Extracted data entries
########################################

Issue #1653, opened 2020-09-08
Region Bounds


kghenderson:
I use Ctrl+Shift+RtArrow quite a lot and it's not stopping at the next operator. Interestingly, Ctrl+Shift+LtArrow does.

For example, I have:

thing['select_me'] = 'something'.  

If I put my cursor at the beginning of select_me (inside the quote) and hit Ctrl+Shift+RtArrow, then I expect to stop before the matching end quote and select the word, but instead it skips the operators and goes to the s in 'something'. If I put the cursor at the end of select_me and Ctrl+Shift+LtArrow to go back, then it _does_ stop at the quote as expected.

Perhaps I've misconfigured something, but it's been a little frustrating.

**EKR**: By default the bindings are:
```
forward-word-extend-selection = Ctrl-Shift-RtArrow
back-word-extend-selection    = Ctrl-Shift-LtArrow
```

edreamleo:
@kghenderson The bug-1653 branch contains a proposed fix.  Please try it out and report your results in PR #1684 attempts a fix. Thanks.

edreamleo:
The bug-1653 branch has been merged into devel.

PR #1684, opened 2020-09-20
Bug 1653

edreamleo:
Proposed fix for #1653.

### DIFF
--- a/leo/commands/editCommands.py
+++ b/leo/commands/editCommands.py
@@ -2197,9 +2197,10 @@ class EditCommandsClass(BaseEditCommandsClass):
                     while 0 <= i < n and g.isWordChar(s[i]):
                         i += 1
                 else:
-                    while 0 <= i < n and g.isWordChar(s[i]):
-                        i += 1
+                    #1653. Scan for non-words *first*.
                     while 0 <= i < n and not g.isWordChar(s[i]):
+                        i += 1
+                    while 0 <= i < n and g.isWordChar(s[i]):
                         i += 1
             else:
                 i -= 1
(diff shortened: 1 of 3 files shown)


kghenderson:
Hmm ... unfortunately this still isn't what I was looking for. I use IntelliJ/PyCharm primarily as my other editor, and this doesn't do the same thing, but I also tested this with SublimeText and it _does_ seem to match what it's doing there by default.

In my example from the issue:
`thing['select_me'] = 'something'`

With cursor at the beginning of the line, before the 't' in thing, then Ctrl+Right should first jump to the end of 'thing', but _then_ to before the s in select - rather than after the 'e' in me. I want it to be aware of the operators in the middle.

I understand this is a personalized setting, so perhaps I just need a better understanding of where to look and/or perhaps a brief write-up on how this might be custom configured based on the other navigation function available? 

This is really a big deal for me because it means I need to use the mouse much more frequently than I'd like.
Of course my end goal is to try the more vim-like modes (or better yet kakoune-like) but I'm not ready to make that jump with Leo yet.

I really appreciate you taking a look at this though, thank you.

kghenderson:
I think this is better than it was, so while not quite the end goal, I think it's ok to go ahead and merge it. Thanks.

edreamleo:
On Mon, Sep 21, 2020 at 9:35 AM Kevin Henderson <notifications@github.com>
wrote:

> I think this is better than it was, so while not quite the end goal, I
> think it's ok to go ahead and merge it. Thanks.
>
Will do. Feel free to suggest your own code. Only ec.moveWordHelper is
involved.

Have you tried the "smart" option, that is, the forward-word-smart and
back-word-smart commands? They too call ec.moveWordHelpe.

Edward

########################################

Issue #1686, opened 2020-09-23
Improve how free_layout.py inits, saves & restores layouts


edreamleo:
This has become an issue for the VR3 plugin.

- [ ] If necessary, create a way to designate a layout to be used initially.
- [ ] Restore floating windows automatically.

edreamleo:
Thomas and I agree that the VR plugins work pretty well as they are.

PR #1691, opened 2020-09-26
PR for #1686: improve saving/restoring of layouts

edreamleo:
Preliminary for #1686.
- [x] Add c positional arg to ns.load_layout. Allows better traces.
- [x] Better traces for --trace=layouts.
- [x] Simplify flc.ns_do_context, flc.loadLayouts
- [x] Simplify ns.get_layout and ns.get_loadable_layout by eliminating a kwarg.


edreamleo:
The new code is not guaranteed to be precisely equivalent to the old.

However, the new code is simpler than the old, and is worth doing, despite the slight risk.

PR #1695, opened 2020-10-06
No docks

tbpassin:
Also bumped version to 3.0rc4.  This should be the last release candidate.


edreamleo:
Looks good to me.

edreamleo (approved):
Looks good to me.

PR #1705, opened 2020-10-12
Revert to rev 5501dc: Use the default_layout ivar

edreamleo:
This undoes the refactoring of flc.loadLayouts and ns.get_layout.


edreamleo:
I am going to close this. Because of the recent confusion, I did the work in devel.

########################################

Taking the line with "The bug-1653 branch has" as the first and the line with "With cursor at" as the last, retype that stretch of the data above exactly, with no other lines.

:: Written solution ::
The bug-1653 branch has been merged into devel.

PR #1684, opened 2020-09-20
Bug 1653

edreamleo:
Proposed fix for #1653.

### DIFF
--- a/leo/commands/editCommands.py
+++ b/leo/commands/editCommands.py
@@ -2197,9 +2197,10 @@ class EditCommandsClass(BaseEditCommandsClass):
                     while 0 <= i < n and g.isWordChar(s[i]):
                         i += 1
                 else:
-                    while 0 <= i < n and g.isWordChar(s[i]):
-                        i += 1
+                    #1653. Scan for non-words *first*.
                     while 0 <= i < n and not g.isWordChar(s[i]):
+                        i += 1
+                    while 0 <= i < n and g.isWordChar(s[i]):
                         i += 1
             else:
                 i -= 1
(diff shortened: 1 of 3 files shown)


kghenderson:
Hmm ... unfortunately this still isn't what I was looking for. I use IntelliJ/PyCharm primarily as my other editor, and this doesn't do the same thing, but I also tested this with SublimeText and it _does_ seem to match what it's doing there by default.

In my example from the issue:
`thing['select_me'] = 'something'`

With cursor at the beginning of the line, before the 't' in thing, then Ctrl+Right should first jump to the end of 'thing', but _then_ to before the s in select - rather than after the 'e' in me. I want it to be aware of the operators in the middle.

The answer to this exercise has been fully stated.